→ **Requirement**: Scan the listing below for the word "through", then copy each line that has it.

→ **Entries supplied**:
PR #734, opened 2020-11-07
meta: allow base64'ed binary keys with 'b' flag

dormando:
ie: ms [key] b
if 'k' flag is given and key is binary, returns as binary encoded.

key is stored in raw binary; ie takes up less storage space. Instead of storing a large UUID as a 40+ character string, you can store as a 24byte or whatever value.

TODO:
- [x] Add 'b' option to `ME` for binary keys
- [x] adding 'b' to response when 'k' is requested is the right thing to do?
- [x] re-audit codebase to ensure binary keys don't leak anywhere. This should've been done a long time ago.
- [x] check against proxy branch: the inline decoding of the key might make things more difficult there? but this only happens when the process_m stuff is actually run.
- [x] doc/protocol.txt updates
- [ ] properly calculate remaining wbuf length in META_KEY()
- [ ] handle key length check in `_meta_preparse` to account for b64 encodings of 250 raw byte keys being longer than 250 bytes.

### DIFF
--- a/proto_text.c
+++ b/proto_text.c
@@ -7,6 +7,7 @@
 #include "proto_text.h"
 #include "authfile.h"
 #include "storage.h"
+#include "base64.h"
 #ifdef TLS
 #include "tls.h"
 #endif
@@ -744,8 +745,7 @@ static void process_stat(conn *c, token_t *tokens, const size_t ntokens) {
     }
 }
 
-
-
+// TODO: if 'b' after "ME key" decode the key.
 // slow snprintf for debugging purposes.
 static void process_meta_command(conn *c, token_t *tokens, const size_t ntokens) {
     assert(c != NULL);
@@ -808,6 +808,7 @@ struct _meta_flags {
     unsigned int no_reply :1;
     unsigned int has_cas :1;
     unsigned int new_ttl :1;
+    unsigned int key_binary:1;
     char mode; // single character mode switch, common to ms/ma
     rel_time_t exptime;
     rel_time_t autoviv_exptime;
@@ -822,6 +823,7 @@ struct _meta_flags {
 static int _meta_flag_preparse(token_t *tokens, const size_t ntokens,
         struct _meta_flags *of, char **errstr) {
     unsigned int i;
+    size_t ret;
     int32_t tmp_int;
     uint8_t seen[127] = {0};
     // Start just past the key token. Look at first character of each token.
@@ -834,6 +836,19 @@ static int _meta_flag_preparse(token_t *tokens, const size_t ntokens,
         }
         seen[o] = 1;
         switch (o) {
+            // base64 decode the key in-place, as the binary should always be
+            // shorter and the conversion code buffers bytes.
+            case 'b':
+                ret = base64_decode((unsigned char *)tokens[KEY_TOKEN].value, tokens[KEY_TOKEN].length,
+                            (unsigned char *)tokens[KEY_TOKEN].value, tokens[KEY_TOKEN].length);
+                if (ret == 0) {
+                    // Failed to decode
+                    *errstr = "CLIENT_ERROR error decoding key";
+                    of->has_error = 1;
+                }
+                tokens[KEY_TOKEN].length = ret;
+                of->key_binary = 1;
+                break;
             /* Negative exptimes can underflow and end up immortal. realtime() will
                immediately expire values that are greater than REALTIME_MAXDELTA, but less
                than process_started, so lets aim for that. */
@@ -961,6 +976,20 @@ static int _meta_flag_preparse(token_t *tokens, const size_t ntokens,
     p += 2; \
 }
 
+// TODO: calc bytes remaining in buffer
+#define META_KEY(p, key, nkey, bin) { \
+    META_CHAR(p, 'k'); \
+    if (!bin) { \
+        memcpy(p, key, nkey); \
+        p += nkey; \
+    } else { \
+        p += base64_encode((unsigned char *) key, nkey, (unsigned char *)p, WRITE_BUFFER_SIZE); \
+        *p = ' '; \
+        *(p+1) = 'b'; \
+        p += 2; \
+    } \
+}
+
 static void process_mget_command(conn *c, token_t *tokens, const size_t ntokens) {
     char *key;
     size_t nkey;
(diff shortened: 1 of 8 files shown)


dormando:
thinking through if using an ITEM flag is necessary:
- it should be impossible to fetch a binary key without first specifying the `b` flag. you might be able to do it by luck so long as you never hit spaces/newlines though?
- all other cases where keys are printed are either URI encoded or similar (check cachedump?)
- so printback only needs to be adjusted if the request had `b`

probably still want to send `b` back in the response to make clients/proxies easier to code.

still need to audit the codebase for all ITEM_key() calls.

dormando:
re: proxy, I think it's going to be fine as-is for now. the proxy's hook into the parser will be higher level (ie; `process_command()`), which is before key encoding/decoding. if it wants to internally call a command on a request it'll have to do it with a copy of the request string regardless since tokenize_command() mangles it.

dormando:
ME now uses `b`. it re-encodes the key from the internal memory as an added safety check, since it was doing that before.

just need to do the `ITEM_key()` audit and docs now.

dormando:
All done. @smukil - if you wanted to take a look before I merged.

proto_text.c
```diff
@@ -961,6 +993,20 @@ static int _meta_flag_preparse(token_t *tokens, const size_t ntokens,
     p += 2; \
 }
 
+// TODO: calc bytes remaining in buffer
```
dormando, line 996: ah, should do this before merge.

dormando:
@smukil - going to hold this off for the next release (+ hopefully someone can look at it).

need to make a high level decision on if b64 encoded keys still have a 250 byte wire limit, or if it won't pose any issues to ensure the *decoded* limit is 250 bytes. IE: clients will need to ensure they check length limit before encoding, but reserve buffer space for larger, etc.

250 byte raw binary key feels like a lot though.

dormando:
Aiming to get this wrapped up and released this week.

proto_text.c
smukil: Isn't this already implicitly calculated? since 'p' itself is the 'wbuf' ? And 'wbytes' will later be adjusted based as 'p = resp->wbuf'

smukil:
> handle key length check in _meta_preparse to account for b64 encodings of 250 raw byte keys being longer than 250 bytes.
I'm assuming you mean "b64 decodings" instead of "encodings".

How should we handle this? Should we reject such keys? Or is it okay to consider them valid since the value stored is still <= 250 ?

smukil:
A high level question. Using the tesuto example:
```
my $tesuto = "44OG44K544OI";
print $sock "ms $tesuto S2 b\r\npo\r\n";
```

Reading the code, is a "get tesuto" possible? I'm assuming not, since I don't see any b64 encoding/decoding in the regular get code path.

smukil:
Another high level question, how would the `LRU metadump` dump these keys? I see that the `cachedump` code skips over them.

dormando:
> I'm assuming you mean "b64 decodings" instead of "encodings".

I meant as 'encoded values being longer than 250 bytes', so decodings would be less than 250, but I think you understood :)
 
> How should we handle this? Should we reject such keys? Or is it okay to consider them valid since the value stored is still <= 250 ?

That's the question! It's simplest to reject encoded keys that end up longer than 250 bytes but it's an artificial limit in key length.

dormando:
> A high level question. Using the tesuto example:
> 
> ```
> my $tesuto = "44OG44K544OI";
> print $sock "ms $tesuto S2 b\r\npo\r\n";
> ```
> 
> Reading the code, is a "get tesuto" possible? I'm assuming not, since I don't see any b64 encoding/decoding in the regular get code path.

No it's not possible outside of metaget. Technically UTF8 keys always worked, unless the encodings ended up with restricted characters in them :) In any case it's useful here; it's impossible to use metaset to drop in a binary key and then accidentally fetch it using a system that can't display it properly.

> 
> If this is the case, we'd need to clearly call it out in the docs that using "ms" with the 'b' flag means it is only retrievable through "mget".

Will add more emphasis to this, yes. This is a meta only feature; the classical ascii commands aren't extensible in this way. I'd have to add a whole new set of commands to support it, which is why I went with meta with positional flags.

dormando:
> Another high level question, how would the `LRU metadump` dump these keys? I see that the `cachedump` code skips over them.

metadump URI encodes keys, as I wrote it to support binary keys. Everything internally had been binary clean since the binprot was added, aside from cachedump apparently.

why did I do URI encoding instead of base64 for metadump? - because typical ascii keys would stay human readable and URI encoding is a standard library in just about all modern languages. It was a very user friendly option. Should dump encoding have been a set of options? Yeah, probably. I don't have a time machine and nobody brought it up when I wrote the feature initially :)

proto_text.c
dormando: Think I meant to actually use the bytes remaining to avoid potentially overflowing.

smukil:
> > Another high level question, how would the `LRU metadump` dump these keys? I see that the `cachedump` code skips over them.
> 
> metadump URI encodes keys, as I wrote it to support binary keys. Everything internally had been binary clean since the binprot was added, aside from cachedump apparently.
> 

So just to be clear, if we have b64 encoded keys in memory, a metadump will URI encode said keys and print it out?

Also, a secondary patch-unrelated question. How do I run a single test from the test suite? Can I do a "make test <test ID>" or something?

dormando:
> So just to be clear, if we have b64 encoded keys in memory, a metadump will URI encode said keys and print it out?

```
ms 44OG44K544OI S2 b
hi
OK 
lru_crawler metadump all
key=%E3%83%86%E3%82%B9%E3%83%88 exp=-1 la=1607016606 cas=1 fetch=no cls=1 size=70
```
URI encoding means all non-URI printable characters get %FF'd.

> Also, a secondary patch-unrelated question. How do I run a single test from the test suite? Can I do a "make test " or something?

`prove t/lru-crawler.t`

dormando:
looks like I'm going with a non-modifying parser for the proxy code so I might need to re-evaluate how this was written. I want to reuse the `meta_preparse` function but can't if it's modifying the request string.

shouldn't be too bad but it does need a change.

smukil:
> looks like I'm going with a non-modifying parser for the proxy code so I might need to re-evaluate how this was written. I want to reuse the `meta_preparse` function but can't if it's modifying the request string.
> 
> shouldn't be too bad but it does need a change.

I'll wait for this change too. It looks like it may require intermediate allocations, unless I'm missing something.

smukil:
> > I'm assuming you mean "b64 decodings" instead of "encodings".
> 
> I meant as 'encoded values being longer than 250 bytes', so decodings would be less than 250, but I think you understood :)
> 
> > How should we handle this? Should we reject such keys? Or is it okay to consider them valid since the value stored is still <= 250 ?
> 
> That's the question! It's simplest to reject encoded keys that end up longer than 250 bytes but it's an artificial limit in key length.

After thinking about it, IMO rejecting such keys would be reasonable.

dormando:
Think I'm going to take this as-is after double checking the TODO items. I'll feel better about the code if the decoded key only exists in function stack memory, rather than decoding from the tokenized data; but I don't have to fix that now.

I'm trending toward having a const input string. that will require a few other changes due to the tokenizer modifying the string. When that comes around I'll move the decode stage. A few other chunks of redundant meta function header code can be abstracted at the same time.

dormando:
Out in 1.6.10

→ **Task output**:
thinking through if using an ITEM flag is necessary:
> If this is the case, we'd need to clearly call it out in the docs that using "ms" with the 'b' flag means it is only retrievable through "mget".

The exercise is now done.